The present study is an empirical contribution to the controversy over whether the poor social performance and lower social class of schizophrenic patients are consequences of the illness, consequences of changes in the individuals predisposed to develop schizophrenia or are due to the adverse social conditions that lead to schizophrenia. The study focuses on the socioeconomic status at onset, on the performance of social roles in the early course of schizophrenia by taking age, gender and the individual level of social development into account. In a representative sample of 232 first episodes of schizophrenia age and type of onset.type and accumulation of symptoms and social functioning in the prodromal and the psychotic prephase and at first admission were assessed and analysed for their predictive power concerning social disability 2 years after first admission. In a case-control study expected and observed social functioning from onset until first admission were compared. The subsequent course was followed up prospectively in five cross sections until 2 years after first admission.
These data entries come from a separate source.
PR #425, opened 2017-08-08
Speed up finance report

HassanJaveed84:
I've ran this and compared the numbers between our current workflow, I couldn't get an exact match as the current workflow last succeeded on 4th and I ran the optimized one on 7th, but the two result sets only differed by some extra data produced by the optimized version.

I plan to compare with data produced by the existing workflow for 7th with the one produced by this.

The problem I see is making sure we have a complete build every day or there could be missing data. We could also overwrite paypal/cybersource data for the last n days, similar to what we do for enrollments, module-engagement.

It completed in 3 hours.

### DIFF
--- a/edx/analytics/tasks/warehouse/financial/cybersource.py
+++ b/edx/analytics/tasks/warehouse/financial/cybersource.py
@@ -12,6 +12,7 @@ from luigi import date_interval
 from edx.analytics.tasks.util.hive import HivePartition, WarehouseMixin
 from edx.analytics.tasks.util.overwrite import OverwriteOutputMixin
 from edx.analytics.tasks.util.url import get_target_from_url, url_path_join
+from edx.analytics.tasks.common.pathutil import PathSelectionByDateIntervalTask
 
 log = logging.getLogger(__name__)
 
@@ -190,9 +191,6 @@ class DailyProcessFromCybersourceTask(PullFromCybersourceTaskMixin, luigi.Task):
 class IntervalPullFromCybersourceTask(PullFromCybersourceTaskMixin, WarehouseMixin, luigi.WrapperTask):
     """Determines a set of dates to pull, and requires them."""
 
-    interval = luigi.DateIntervalParameter(
-        default=None,
-    )
     interval_end = luigi.DateParameter(
         default=datetime.datetime.utcnow().date(),
         significant=False,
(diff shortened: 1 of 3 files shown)


edx/analytics/tasks/warehouse/financial/paypal.py
```diff
@@ -696,13 +697,23 @@ def __init__(self, *args, **kwargs):
...
     def requires(self):
-        for day in self.interval:
-            yield PaypalTransactionsByDayTask(
-                account_id=self.account_id,
-                output_root=self.output_root,
-                date=day,
-                overwrite=self.overwrite,
-            )
+        run_date = self.interval_end - datetime.timedelta(days=1)
+        selection_interval = date_interval.Custom(self.interval_start, run_date)
```
azafty468: It looks like you are replacing the functionality for self.interval here.  Can we remove it as a parameter then?

edx/analytics/tasks/warehouse/financial/cybersource.py
```diff
@@ -221,9 +222,19 @@ def requires(self):
             'overwrite': self.overwrite,
         }
 
-        for run_date in self.interval:
-            args['run_date'] = run_date
-            yield DailyProcessFromCybersourceTask(**args)
+        run_date = self.interval_end - datetime.timedelta(days=1)
+        selection_interval = date_interval.Custom(self.interval_start, run_date)
```
azafty468: Same comment as below

azafty468 (approved):
Other than the cleanup comments I think this looks good.

edx/analytics/tasks/warehouse/financial/cybersource.py
```diff
@@ -221,9 +222,19 @@ def requires(self):
...
+
+        yield PathSelectionByDateIntervalTask(
```
tobz: General question: what is this new task being run doing?  How does the existing `DailyProcessFromCybersourceTask` know what to do with the result of `PathSelectionByDateIntervalTask`?

HassanJaveed84: The way we have in master, IntervalPullFromCybersourceTask requires DailyProcessFromCybersourceTask for each date within the interval, and returns the flattened output. Task output existence check takes the most time.

The added PathSelectionByDateIntervalTask selects the historical data from source(assuming it already exists) and also requires DailyProcessFromCybersourceTask for the most recent day.
Then it returns the flattened output(of PathSelectionByDateIntervalTask & DailyProcessFromCybersourceTask).

HassanJaveed84:
Added validation task which we'll run daily/weekly for validation purporses. 
Added option to overwrite last n days of payment data.

edx/analytics/tasks/warehouse/financial/paypal.py
HassanJaveed84: Done.

edx/analytics/tasks/warehouse/financial/cybersource.py
HassanJaveed84: Done.

HassanJaveed84:
Added a validation task, which will be scheduled to run daily.

tobz (approved):
LGTM. 👍

tobz:
Just make sure you squash it.

PR #426, opened 2017-08-15
Default to None for hadoop counter callback.

HassanJaveed84:
We make use of make_encrypted_file method for obfuscation as well(where we don't provide a callback function). The workflow would fail if a key is expired or set to expire next week. 

We also make use of _import_key_files directly in test_encrypt(which currently fails as number of args don't match). 

This aims to fix both issues, open to ideas if this does not seem reasonable.


tobz (approved):
LGTM. 👍

tobz:
Just squash it before merging, obviously. :D

azafty468 (approved):
Looks like a great defensive addition 👍

PR #428, opened 2017-09-06
Use merchant close date to compute interval.

HassanJaveed84:
Default interval_end from config if present restricting look up to cybersource API. 

Only caveat I see here is that selection interval would go beyond the interval_end from config, but would still work correctly as it would only look up payment data files for the particular merchant.

### DIFF
--- a/edx/analytics/tasks/warehouse/financial/cybersource.py
+++ b/edx/analytics/tasks/warehouse/financial/cybersource.py
@@ -38,6 +38,11 @@ class PullFromCybersourceTaskMixin(OverwriteOutputMixin):
         self.password = config.get(section_name, 'password')
         self.interval_start = luigi.DateParameter().parse(config.get(section_name, 'interval_start'))
 
+        self.merchant_close_date = None
+        merchant_close_date = config.get(section_name, 'merchant_close_date', '')
+        if merchant_close_date:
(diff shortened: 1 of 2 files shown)


mulby (approved):

brianhw:
This looks like it will work.  But there are two things that I find funny about it.  One is that we rarely (if ever) have a parameter where the config file value takes precedence over the explicitly-passed value.  And second is the note you have about the selection interval.  

I'm wondering if it would work (as well) to have interval_close (or similar) added to PullFromCybersourceTaskMixin, to go with interval_start, indicating when the account "closed".   It would have to be optional, though, with a None value if it's not in the config.  (I can't remember if config.get() will fail or return None, but presumably the parse of None would fail.)  Then, in IntervalPullFromCybersourceTask, selection_interval can run to min(run_date, interval_close), and run_interval can run to min(interval_end, interval_close).   (I'm assuming we already know that a run_interval where the start is after the end is a no-op -- that's already built into your code change here.)  That way, if an interval_close is specified, it will only generate the data needed for both the selection and the run.

brianhw (approved):
LGTM (if it works :).

HassanJaveed84:
Found an issue with the code that checks for latest completion date. Fixed by adding include pattern that matches specific files only.

brianhw (approved):
Additional changes make sense. Good catch! 👍

PR #429, opened 2017-09-08
Incremental video

HassanJaveed84:
It took 1 hours 26 minutes to completion, overwriting last 3 days of viewing data.  
video table is exactly the same as non-incremental one. 
However, video_timeline table has 49 fewer rows than the non-incremental version. I expected incremental video_timeline to have more rows as I ran the workflow a few hours after video-timeline job had started. Currently investigating the cause. 

Some paths/table names have been changed for testing only.

### DIFF
--- a/edx/analytics/tasks/insights/video.py
+++ b/edx/analytics/tasks/insights/video.py
@@ -6,21 +6,24 @@ import math
 import re
 import textwrap
 import urllib
+import datetime
 
 import ciso8601
 import luigi
 from luigi import configuration
 from luigi.hive import HiveQueryTask
+from luigi.parameter import DateIntervalParameter
 
-from edx.analytics.tasks.common.mapreduce import MapReduceJobTask, MapReduceJobTaskMixin
+from edx.analytics.tasks.common.mapreduce import MapReduceJobTask, MultiOutputMapReduceJobTask, MapReduceJobTaskMixin
 from edx.analytics.tasks.common.mysql_load import MysqlInsertTask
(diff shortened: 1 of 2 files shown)


edx/analytics/tasks/insights/video.py
```diff
@@ -643,7 +745,7 @@ class VideoUsageTableTask(VideoTableDownstreamMixin, HiveTableTask):
 
     @property
     def table(self):
-        return 'video_usage'
+        return 'video_usage_test'
```
brianhw: I assume this is to facilitate testing.  Alternative is to run with different warehouse_path in config.

brianhw (commented):
Cursory review finds no offhand problems -- looks good.

HassanJaveed84:
Ready for a final review.

edx/analytics/tasks/insights/video.py
```diff
@@ -505,21 +606,20 @@ class VideoUsageTask(VideoTableDownstreamMixin, MapReduceJobTask):
...
+    def requires_local(self):
+        return UserVideoViewingByDateTask(
             mapreduce_engine=self.mapreduce_engine,
             n_reduce_tasks=self.n_reduce_tasks,
             source=self.source,
             interval=self.interval,
             pattern=self.pattern,
-            output_root=input_path,
+            overwrite_n_days=self.overwrite_n_days,
+            overwrite=True,
```
brianhw, line 617: Just curious if you think this will do the right thing when overwrite_n_days = 0 ...

brianhw (approved):
One small question, but non-blocking.  Looks good! 👍

PR #430, opened 2017-09-12
Upgrade setuptools, and other supporting packages.

brianhw:
The old pinned version of setuptools seemed to be breaking Travis builds.  This upgrades to the latest version of setuptools.

While in here changing dependencies, let the pinned values for supporting modules float to their most recent valid release.   This does not upgrade any of the explicitly required packages, only the packages that the required packages pull in.  

Test.txt should also be pinning the dependencies specified earlier, so that it doesn't install the latest of these packages (as it sometimes does, depending on the order of makefile calls).

This builds cleanly on Travis, and runs locally and on analyticstack.  Currently running acceptance tests.

### DIFF
--- a/requirements/base.txt
+++ b/requirements/base.txt
@@ -9,17 +9,24 @@ pycrypto==2.6.1 	# public domain
 # The following are dependencies pulled in by the above,
 # but are pinned here.
 
-cffi==1.9.1
-cryptography==1.7.1
+asn1crypto==0.22.0
+bcrypt==3.1.3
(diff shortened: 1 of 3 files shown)


brianhw:
This is ready for review.  Acceptance tests pass, as do several monitoring jobs on Jenkins.

azafty468 (approved):
All requirements and it runs?  I'm game!

HassanJaveed84 (approved):

Issue #882, opened 2016-09-17
Why is Doorkeeper returning expired authorization codes?


theycallmeswift:
I've got an OAuth API using Doorkeeper 3.1.0.  For a small number of users (~5%) when they request an authorization code, the API is returning an expired or revoked code.

For example, here's a line from today's server logs (2016-09-17):

```
2016-09-17T19:36:30.032406+00:00 heroku[router]: at=info method=GET path="/callback?code=e2a96d3d24621b22d11f5feae2b2234630a1785cc61f6e7391579e203d74c3b1"
```

When I look at that token in the database, I see that it was created yesterday and revoked yesterday as well:

``` 
#<Doorkeeper::AccessGrant id: 57260, resource_owner_id: 22196, application_id: 174, token: "e2a96d3d24621b22d11f5feae2b2234630a1785cc61f6e7391...", expires_in: 600, redirect_uri: "https://example.com/callback", created_at: "2016-09-16 23:53:05", revoked_at: "2016-09-16 23:53:06", scopes: "profile contact events">
```

Why would doorkeeper send users an expired or revoked token?

heavysixer:
We are seeing the same problem.

theycallmeswift:
Is there a reason that method isn't using the `find_or_create_for` method right above it? https://github.com/doorkeeper-gem/doorkeeper/blob/ddcf2edd6045f2d54935865aed0a668b7fd03bcf/lib/doorkeeper/models/access_token_mixin.rb#L71

heavysixer:
@theycallmeswift it actually starts there and then eventually winds up at the method i pointed  out I believe.

theycallmeswift:
@heavysixer are you seeing this with access tokens or auth codes?  We're seeing it for auth codes which uses a different mixin.

heavysixer:
@theycallmeswift Doorkeeper is returning expired `oauth_access_tokens` from that table. I think that means that they are access_tokens.

theycallmeswift:
@heavysixer yeah, sounds like we're encountering different issues then.  My issue is related to Authorization Codes being expired.  May be connected somehow though.

nbulaj:
Hi @theycallmeswift . Have you try to update Doorkeeper to a new version? 

[...]

PR #1148, opened 2018-09-21
[#1138] Revert matching token changes for Authorization

nbulaj:
Revert changes introduced in c87b13c363073d4a06bada2ee2efd979b6329090


nbulaj:
Bug from #882 is not reproducible

PR #1152, opened 2018-10-02
[migration templates fix] migration generator template, resource_owner integer to references

atomiyama:
### Summary

In over Rails5.1, Default primary key has been bigint.
If Rails version is below 5.1, resource_owner_id column will be set INT, above 5.1 it will be set BIGINT

### DIFF
--- a/lib/generators/doorkeeper/templates/migration.rb.erb
+++ b/lib/generators/doorkeeper/templates/migration.rb.erb
@@ -13,7 +13,7 @@ class CreateDoorkeeperTables < ActiveRecord::Migration<%= migration_version %>
     add_index :oauth_applications, :uid, unique: true
 
     create_table :oauth_access_grants do |t|
-      t.integer  :resource_owner_id, null: false
+      t.references :resource_owner,  null: false
       t.references :application,     null: false
       t.string   :token,             null: false
       t.integer  :expires_in,        null: false
@@ -31,7 +31,7 @@ class CreateDoorkeeperTables < ActiveRecord::Migration<%= migration_version %>
     )
 
     create_table :oauth_access_tokens do |t|
-      t.integer  :resource_owner_id
+      t.references :resource_owner
       t.references :application
 
       # If you use a custom token generator you may need to change this column
--- a/NEWS.md
+++ b/NEWS.md
@@ -12,6 +12,7 @@ User-visible changes worth mentioning.
   triggers every time)
 - [#1149] Fix for `URIChecker#valid_for_authorization?` false negative when query is blank, but `?` present.
 - [#1151] Fix Refresh Token strategy: add proper validation of client credentials both for Public & Private clients.
+- [#1152] Fixmigration template: change resource owner data type from integer to references
 
 ## 5.0.0
 


lib/generators/doorkeeper/templates/migration.rb.erb
```diff
@@ -10,9 +10,9 @@ class CreateDoorkeeperTables < ActiveRecord::Migration<%= migration_version %>
       t.timestamps             null: false
     end
 
-    add_index :oauth_applications, :uid, unique: true
+    add_index :oauth_applications, :uid, unique: true, <%= primary_id_option %>
```
nbulaj: Why do we need to add this option for `add_index` ?

lib/generators/doorkeeper/templates/migration.rb.erb
```diff
@@ -1,6 +1,6 @@
 class CreateDoorkeeperTables < ActiveRecord::Migration<%= migration_version %>
   def change
-    create_table :oauth_applications do |t|
+    create_table :oauth_applications, <%= primary_id_option %> do |t|
```
nbulaj: Could not find in any of my Rails 5.2 projects this option, can you please share a link to PR or any article describing this?

Just run `rails g migration CreateUsers name:string` and got:

```ruby
class CreateUsers < ActiveRecord::Migration[5.2]
  def change
    create_table :users do |t|
      t.string :name
    end
  end
end
```

lib/generators/doorkeeper/templates/migration.rb.erb
```diff
@@ -10,9 +10,9 @@ class CreateDoorkeeperTables < ActiveRecord::Migration<%= migration_version %>
       t.timestamps             null: false
     end
 
-    add_index :oauth_applications, :uid, unique: true
+    add_index :oauth_applications, :uid, unique: true, <%= primary_id_option %>
 
-    create_table :oauth_access_grants do |t|
+    create_table :oauth_access_grants, <%= primary_id_option %> do |t|
```
nbulaj: I think `,` must be included in the template only if primary ID option is not null...

nbulaj:
Hi @atomiyama . As far as I know Rails generates bigint by default. And [this article](http://www.mccartie.com/2016/12/05/rails-5.1.html) just approves my thoughts. Fix me if I wrong..

lib/generators/doorkeeper/templates/migration.rb.erb
atomiyama: it is not needed, will fixed.

lib/generators/doorkeeper/templates/migration.rb.erb
atomiyama: included

atomiyama:
At rails 5.2, if you want to use User table as the resource owner and you add foreign keys to your migration, your "db:migrate" cause data type unmatch error, because User table's primary key would be bigint by default.

nbulaj:
@atomiyama is it something specific for MySQL or how? Never faced this problem.

Also not so much results found with this use case https://github.com/search?q=ActiveRecord%3A%3AMigration+create_table+id%3A+%3Abigint+language%3Aruby&type=Code

atomiyama:
create_table is not needed to be passed id option. it has been deleted.
I faced this migration problem data type unmatch in Rails5.2 w/ mysql

nbulaj:
Oh, now I see it from you last changes :) Makes sense

But I prefer to use `t.belongs_to :resource_owner` (or `t.references :resource_owner`) because it will automatically use bigint for Rails >= 5.1 and `integer` for previous releases

atomiyama:
it makes sense! this PR should be close. thank you for your reviews :)

nbulaj:
You @atomiyama can produce a new PR (or fix this one) to use `t.belongs_to` instead of plain `t.integer`, it would be great! Thanks

atomiyama:
@nbulaj thanks for your kind. it has been fixed.

atomiyama:
@nbulaj done! :)

PR #1162, opened 2018-11-02
Fix #1161: check content type of PUT/PATCH/POST

### LINKED ISSUE #1161: enforce_content_type causes GET requests to return 415 status code
### Steps to reproduce
- Enable `enforce_content_type` in `doorkeeper.rb`
- Attempt GET on `oauth/token/info` eg:
```
curl -X GET \
  http://localhost:3000/oauth/token/info \
  -H 'Authorization: Bearer 123'
```

### Expected behavior
The token information should be retrieved.

### Actual behavior
Responds with 415 status code.

Including `Content-Type: application/x-www-form-urlencoded` in the request allows the request to succeed.

Related to #1067. I don't think enforcing a content-type on GET requests is the correct behaviour since a GET request doesn't have a body. cc @baxang

nbulaj:
Fixes #1161: check content type only for PUT/PATCH/POST requests

### DIFF
--- a/NEWS.md
+++ b/NEWS.md
@@ -7,7 +7,7 @@ User-visible changes worth mentioning.
 
 ## master
 
-- [#] Add your description here.
+- [#1162] Fix `enforce_content_type` for requests without body.
 
 ## 5.0.2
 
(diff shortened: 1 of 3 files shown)


baxang:
Thanks for working on it so quickly! I just opened the issue and a patch has written. Looks good to me 👍

nbulaj:
Thanks @baxang . I'll merge it :)

Issue #854, opened 2016-06-23
undefined local variable or method `root_path`


Morpheu5:
I'm getting the same as #821 when in `api_only` mode, and the following

    #<ActionView::Template::Error: undefined local variable or method `root_path' for #<#<Class:0x007fc9342dd340>:0x007fc9390285f0> Did you mean? font_path>

when I turn `api_only` to false. I generated the app with `--api` so initial conditions may be different from those of the OP in #821.

tute:
Can you show your routes file, please?

Morpheu5:
Sure, sorry.

```
Rails.application.routes.draw do
  use_doorkeeper
  resources :presets
  resources :users
  # For details on the DSL available within this file, see http://guides.rubyonrails.org/routing.html
end
```

tute:
You need to define a `root` path. See http://guides.rubyonrails.org/routing.html#using-root.

tute:
That's where the application goes when you visit `/`.

Morpheu5:
Ah, yes… I keep tripping over the fact that I'm making an API and Doorkeeper has a web interface. It would be really nice if we could disable it. I'd like to keep my API minimal and develop a front-end to manage it, including managing Doorkeeper.

tute:
> It would be really nice if we could disable it

I'm not against this feature. Thanks for reporting!

realvjy:
My routes here

root 'static_pages#home'
get 'help', to: 'static_pages#help'
get 'about', to: 'static_pages#about'

Error
![image](https://cloud.githubusercontent.com/assets/7387461/23338553/28f00fbe-fc34-11e6-92bc-70754540ae2b.png)

PR #1164, opened 2018-11-07
Remove issue#854 when root_path is not set.

snyff:
### Summary

I ran into the following issue#854 (https://github.com/doorkeeper-gem/doorkeeper/issues/854) while using doorkeeper  and thought about a quick fix that will prevent this issue all together. It seems a bit annoying to have to set a root_path just because of a view. This fixes the issue by checking that the method root_path is available before calling it.


nbulaj:
thanks @snyff !

snyff:
@nbulaj Thanks for the quick merge!

PR #1175, opened 2018-12-20
Use scopes_string internally

ghiculescu:
This allows you to override `scopes_string` if you want to set default scopes for a particular type of model (eg. for a `Doorkeeper::Application`). Without this patch you'd need to override `scopes_string` and `scopes`.


nbulaj:
Hi @ghiculescu. This is a good changes. Could you please add a NEWS entry as bot suggested? Thanks

ghiculescu:
done!

Issue #1177, opened 2019-01-02
Limiting scopes for certain grant_types


rishabhsairawat:
**Feature:** To limit certain scopes to certain grant type.

**Why?:** We may not want all the scopes available for all the grant types. We may want certain scopes to be available only for certain grant types. For example, read-only scopes over the implicit grant.

@nbulaj What do you think about this?

nbulaj:
Hi @rishabhsairawat . I think it can be useful, but requires some changes that must not break compatibility with previous versions of Doorkeeper. Also I think it must be good-configurable. Would you like to try to produce a PR?

PR #1178, opened 2019-01-05
adds an option to limit scopes by grant_type

rishabhsairawat:
### Summary
 This PR aims to implement the feature from #1177 .

To limit scopes for any grant type, you can configure `scopes_by_grant_type` following way:
 `scopes_by_grant_type implicit: [:view_profile, :check_status]`
 Now only `view_profile` and `check_status` will be available for `implicit` `grant_type`.

By default, all the `scopes` will be available for all the `grant_type`.

### DIFF
--- a/lib/doorkeeper/oauth/helpers/scope_checker.rb
+++ b/lib/doorkeeper/oauth/helpers/scope_checker.rb
@@ -7,31 +7,46 @@ module Doorkeeper
         class Validator
           attr_reader :parsed_scopes, :scope_str
 
-          def initialize(scope_str, server_scopes, application_scopes)
+          def initialize(scope_str, server_scopes, app_scopes, grant_type)
             @parsed_scopes = OAuth::Scopes.from_string(scope_str)
             @scope_str = scope_str
-            @valid_scopes = valid_scopes(server_scopes, application_scopes)
+            @valid_scopes = valid_scopes(server_scopes, app_scopes)
+
+            if grant_type
+              @scopes_by_grant_type = Doorkeeper.configuration.scopes_by_grant_type[grant_type.to_sym]
+            end
           end
 
           def valid?
             scope_str.present? &&
               scope_str !~ /[\n\r\t]/ &&
-              @valid_scopes.has_scopes?(parsed_scopes)
+              @valid_scopes.has_scopes?(parsed_scopes) &&
+              permitted_to_grant_type?
           end
 
           private
 
-          def valid_scopes(server_scopes, application_scopes)
-            if application_scopes.present?
-              application_scopes
+          def valid_scopes(server_scopes, app_scopes)
+            if app_scopes.present?
+              app_scopes
             else
               server_scopes
             end
           end
+
+          def permitted_to_grant_type?
+            return true unless @scopes_by_grant_type
+
+            OAuth::Scopes.from_array(@scopes_by_grant_type)
+                         .has_scopes?(parsed_scopes)
+          end
         end
 
-        def self.valid?(scope_str, server_scopes, application_scopes = nil)
-          Validator.new(scope_str, server_scopes, application_scopes).valid?
+        def self.valid?(scope_str:, server_scopes:, app_scopes: nil, grant_type: nil)
+          Validator.new(scope_str,
+                        server_scopes,
+                        app_scopes,
+                        grant_type).valid?
         end
       end
     end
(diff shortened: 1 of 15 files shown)


lib/doorkeeper/oauth/helpers/scope_checker.rb
```diff
@@ -7,16 +7,21 @@ module ScopeChecker
         class Validator
           attr_reader :parsed_scopes, :scope_str
 
-          def initialize(scope_str, server_scopes, application_scopes)
+          def initialize(grant_type, scope_str, server_scopes, application_scopes)
```
nbulaj: I think it would be better to refactor the initializer to use kwargs as it makes it easier to understand what arguments / params do we use.

lib/doorkeeper/oauth/refresh_token_request.rb
```diff
@@ -99,7 +99,7 @@ def validate_client_match
 
       def validate_scope
         if @original_scopes.present?
-          ScopeChecker.valid?(@original_scopes, refresh_token.scopes)
+          ScopeChecker.valid?(nil, @original_scopes, refresh_token.scopes)
```
nbulaj: Also using kwargs will avoid such cases when we need to pass `nil` values as a first argument. And we can use default values

lib/generators/doorkeeper/templates/initializer.rb
```diff
@@ -108,6 +108,15 @@
   # default_scopes  :public
   # optional_scopes :write, :update
 
+  # Define scopes_by_grant_type to restrict only certain scopes for grant_type
```
nbulaj: Maybe it would be better to clarify that in case developer is using `scopes_by_grant_type` - other definitions of the scopes (optional and default) wouldn't be used? WDYT?

rishabhsairawat: What if the developer wants to use `scopes_by_grant_type` option but he doesn't want to limit scopes for all the grant_types.
I think it would be better to keep this `scopes_by_grant_type` option separate as It gives more flexibility to the developer.

nbulaj: Sorry, I just misunderstood your solution. It's OK, thanks for clarification.

lib/doorkeeper/oauth/helpers/scope_checker.rb
```diff
@@ -7,31 +7,46 @@ module ScopeChecker
...
             else
               server_scopes
             end
           end
+
+          def permitted_to_grant_type?
+            return true unless @scopes_by_grant_type
+
+            OAuth::Scopes.from_array(@scopes_by_grant_type)
+                         .has_scopes?(parsed_scopes)
```
nbulaj: `@scopes_by_grant_type` is a `Hash`, will it work with `OAuth::Scopes.from_array` ?

lib/doorkeeper/oauth/helpers/scope_checker.rb
```diff
@@ -7,31 +7,46 @@ module ScopeChecker
...
+          def valid_scopes(server_scopes, app_scopes)
+            if app_scopes.present?
+              app_scopes
             else
               server_scopes
             end
           end
+
+          def permitted_to_grant_type?
+            return true unless @scopes_by_grant_type
```
nbulaj: What if developer will forget to define scopes, like following:

```ruby
Doorkeeper.configure do
  scopes_by_grant_type # no grant types defined
end
```

It will be set to `{}`, and `unless` statement wouldn't work with it. I prefer to use `if @scopes_by_grant_type.blank?`

lib/doorkeeper/oauth/helpers/scope_checker.rb
rishabhsairawat: `@scopes_by_grant_type` here is not a `Hash`. It will be `Array` of scopes for the `grant_type`.

`@scopes_by_grant_type = Doorkeeper.configuration.scopes_by_grant_type[grant_type.to_sym]`

Here  `Doorkeeper.configuration.scopes_by_grant_type` will be a `Hash`.

lib/doorkeeper/oauth/helpers/scope_checker.rb
rishabhsairawat: Explained in the previous comment.

lib/doorkeeper/oauth/helpers/scope_checker.rb
nbulaj: Ah, OK, makes sense. Thanks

In women the age at onset was significantly higher than in men, whereas symptomatology and type of onset showed no gender differences. In 73% of the sample the prodromal phase covered 5 years on average, and the psychotic prephase (until the maximum of positive symptoms) 1.1 years. Deficits in social functioning occurred predominantly during the prodromal and the psychotic prephase. The course over 14 years showed stable group trends in social and symptom measures. By the end of the prodromal phase it was possible to predict social disability 2 years after first admission with a correct classification of 81%. The main factor determining social outcome appeared to be the acquired social status during the prodromal phase of the disorder. The unfavourable early course in men was due mainly to their significantly lower age at onset. These results raise questions concerning an earlier therapeutic and rehabilitative intervention.

摘要

本研究是对有关精神分裂症患者社会表现不佳和社会阶层较低是疾病的后果、易患精神分裂症个体变化的后果还是导致精神分裂症的不良社会条件所致这一争议的实证贡献。该研究关注发病时的社会经济状况,通过考虑年龄、性别和个体社会发展水平,考察精神分裂症早期病程中社会角色的表现。在一个包含232例首发精神分裂症的代表性样本中,评估并分析了发病年龄和类型、症状类型及累积情况以及前驱期和精神病前期及首次入院时的社会功能,以了解它们对首次入院后2年社会残疾的预测能力。在一项病例对照研究中,比较了从发病到首次入院期间预期和观察到的社会功能。随后对其病程进行前瞻性追踪,分五个阶段进行,直至首次入院后2年。女性的发病年龄显著高于男性,而症状学和发病类型没有性别差异。在73%的样本中,前驱期平均持续5年,精神病前期(直至阳性症状达到峰值)持续1.1年。社会功能缺陷主要出现在前驱期和精神病前期。14年的病程显示,社会和症状指标呈现稳定的群体趋势。在前驱期末,可以预测首次入院后2年的社会残疾情况,正确分类率为81%。决定社会结局的主要因素似乎是疾病前驱期获得的社会地位。男性早期病程不利主要是因为他们的发病年龄显著较低。这些结果引发了关于早期治疗和康复干预的问题。